The complicity of big banks in colluding with a government and a police force that are so intent on intimidation and in seeding fear shows us all just who they view as acceptable collateral damage in their project of protecting capital. And to whom we, as leftists, must be all the more committed in our solidarity.
In the diaspora, we must refuse to be used as a racial wedge between our Black and Brown siblings of color. We must see our struggles as interconnected with our neighbours’. We advocate against the violent act of eviction, especially during a pandemic and as the clock runs out on New York eviction protections. We know that the policing tactics in Hong Kong and the US may have different historical roots, but they are intertwined, as is the “counter-terrorism” rhetoric used by the NYPD, the national security laws of Hong Kong and China, and the Philippine Anti-Terrorism Act.
Our experience with the cruel absurdity of white elephant projects—like the building of artificial islands between Hong Kong Island and Lantau Island, ostensibly to solve the housing crisis in Hong Kong—makes our solidarity with Flushing residents even more imperative. It is transnational capital by way of wealthy Chinese American developers, with a 100 million dollar loan from the Bank of China, in concert with complicit City Council members that is rapidly escalating the gentrification in the neighbourhood. We unequivocally amplify the demands of Flushing coalitions for “more affordable housing, sanitation services, schools, senior and youth centers, union jobs and green spaces.”
In a landscape shaped by competing empires and powers, Good Neighbour Church lives out their answer: solidarity on the frontlines and with the most vulnerable members of society. Their work of justice calls us to build our solidarity with the working class, the shelterless, the imprisoned, and all oppressed people of the world. We know that our strength is found in community with each other, that our liberation is bound up with yours, and that none of us are free until all of us are free.

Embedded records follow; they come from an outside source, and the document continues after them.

Issue #80, opened 2016-12-14
Update seeds.db to use FactoryGirl


ptrikutam:
Reduces the number of places we need to update when we update a model.

Please try to follow a similar structure:

- Create multiple users with 1 - 2 lists (use a random sampling of 10 - 50 resources for each).
- Create multiple groups with multiple users.
- For each group, create 3 - 5 lists (with a random sampling of 30 - 80 resources for each list)

PR #88, opened 2017-01-04
Update seeds with FactoryGirl

T-Dnzt:
[Related issue: #80](https://github.com/greencommons/commons/issues/80)

This pull request comes with a new version of the `seed.rb` file, using `FactoryGirl` to create the records. 

It follows the structure presented below:

- Create multiple users with 1 - 2 lists (use a random sampling of 10 - 50 resources for each).
- Create multiple groups with multiple users.
- For each group, create 3 - 5 lists (with a random sampling of 30 - 80 resources for each list)

### DIFF
--- a/db/seeds.rb
+++ b/db/seeds.rb
@@ -3,11 +3,12 @@ users_count = 20
 resources_count = 400
 groups_count = 10
 
+p 'Creating admin user with email \'admin@greencommons.org\' and password \'thecommons\'...'
+admin = FactoryGirl.create(:user, email: 'admin@greencommons.org',
+                                  password: 'thecommons')
+
 p "Creating #{users_count} users..."
-users_count.times do |n|
-  FactoryGirl.create(:user, email: "user#{n}@greencommons.org",
-                            password: 'thecommons')
-end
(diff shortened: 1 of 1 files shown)


db/seeds.rb
```diff
@@ -1,76 +1,38 @@
...
-    password: 'thecommons'
-  )
+# config
+users_count = 20
+resources_count = 400
+groups_count = 10
+
+p "Creating #{users_count} users..."
+users_count.times do |n|
+  FactoryGirl.create(:user, email: "user#{n}@greencommons.org",
```
ptrikutam: What about using FactoryGirl's `create_list` for this one. No need to specify email or password, I'm fine with those being randomized values from Faker generated by the factory itself. What do you think?

T-Dnzt: My only concern with this is that it doesn't give a user for the developer to play with. I've personally been using user0@greencommons.org and thecommons to login since I started working on the app. Should we create a separate one and use create_list for the other users?

ptrikutam: Good idea. Let's create an `admin@greencommmons.org` and use `create_list` for the rest.

Issue #74, opened 2016-12-12
Add Capybara tests for the Group Functionality


T-Dnzt:
There are currently no complete feature tests to ensure that the various parts of the Group Functionality work as expected. 

Here are the happy path scenarios that have to be implemented as acceptance tests:

- [x] `scenario 'users can create a group'`
- [x] `scenario 'users can update a group'`
- [x] `scenario 'users can add members'`
- [x] `scenario 'users can remove members'`
- [x] `scenario 'users can make other members admins'`
- [x] `scenario 'users can remove admin from other members'`

Some of these scenarios might get merge together to have faster tests.

ptrikutam:
Great idea. Please do flesh this issue out once you're done w/ the Group PR.

Issue #53, opened 2016-12-02
Create capybara tests to verify auth flows


ptrikutam:
There's no need to test the registration / auth controllers, but in case we've messed something up on the views end we should add a few integration tests to verify the auth flow works as we expect.

PR #89, opened 2017-01-05
Add feature test for Authentication

T-Dnzt:
[Related Issue: #74](https://github.com/greencommons/commons/issues/74) and [#53](https://github.com/greencommons/commons/issues/53).

This is a preliminary PR for issue #74. Since users must be logged in to manage groups, I thought it would be nice to have some happy path acceptance tests for the login/logout. I know Devise is handling it, but it's always nice to ensure that we won't have a regression one day by messing with the login form for example.

Implementing this also led me to wonder if we want to stub the logged in user in the acceptance tests for the groups management (faster), or if we should run the user through the login page every time (slower). I like the latter more, since it acts more like a real user, but I'm worried about the speed cost.

PS: These tests pointed out that `autocomplete: off` was duplicated in the `session/new` view.

### DIFF
--- a/app/views/devise/sessions/new.html.slim
+++ b/app/views/devise/sessions/new.html.slim
@@ -11,7 +11,7 @@
       .form-group
         = f.label :password, class: 'col-lg-2 control-label'
         .col-lg-10
-          = f.password_field :password, autocomplete: 'off', class: 'form-control', placeholder: 'Password', autocomplete: 'off'
+          = f.password_field :password, autocomplete: 'off', class: 'form-control', placeholder: 'Password'
       .form-group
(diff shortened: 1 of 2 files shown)


ptrikutam:
> Implementing this also led me to wonder if we want to stub the logged in user in the acceptance tests for the groups management (faster), or if we should run the user through the login page every time (slower). I like the latter more, since it acts more like a real user, but I'm worried about the speed cost.

I agree with you. For the time being, we're not really slowed down by our specs, and a bit of a slower spec is fine if it's doing a thorough job of testing critical paths. I think if the feature specs really start to take forever, we can switch to stubbing the user vs. actually going through the log in flow.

Today, we choose and we demand a better world together. We demand that HSBC unfreezes immediately all relevant accounts of Ted Hui, Roy Chan, and Good Neighbour North District Church. We call for the global boycott of HSBC and the withdrawal of funds. We demand an explanation for the freezing of accounts. We call for the signing of Good Neighbour’s global petition. We demand that the police drop all charges. We demand an independent inquiry into the Hong Kong Police Force, the release of all arrested protesters, and the abolition of all police everywhere.